> **Task**: Return the full listing, keeping every line exactly as it is.

> **Stored data**:
-=-=-

Issue #1563, opened 2024-09-25
Sequencer-side implementation for Optimistic Block


itamarreif:
In order for the Auctioneer to drive optimistic block execution in Geth, it needs to receive a stream of optimistic blocks and block commitments. As described in the [PR introducing this API](https://github.com/astriaorg/astria/pull/1519):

-=-=-

> **Your solution**:
Issue #1563, opened 2024-09-25
Sequencer-side implementation for Optimistic Block


itamarreif:
In order for the Auctioneer to drive optimistic block execution in Geth, it needs to receive a stream of optimistic blocks and block commitments. As described in the [PR introducing this API](https://github.com/astriaorg/astria/pull/1519):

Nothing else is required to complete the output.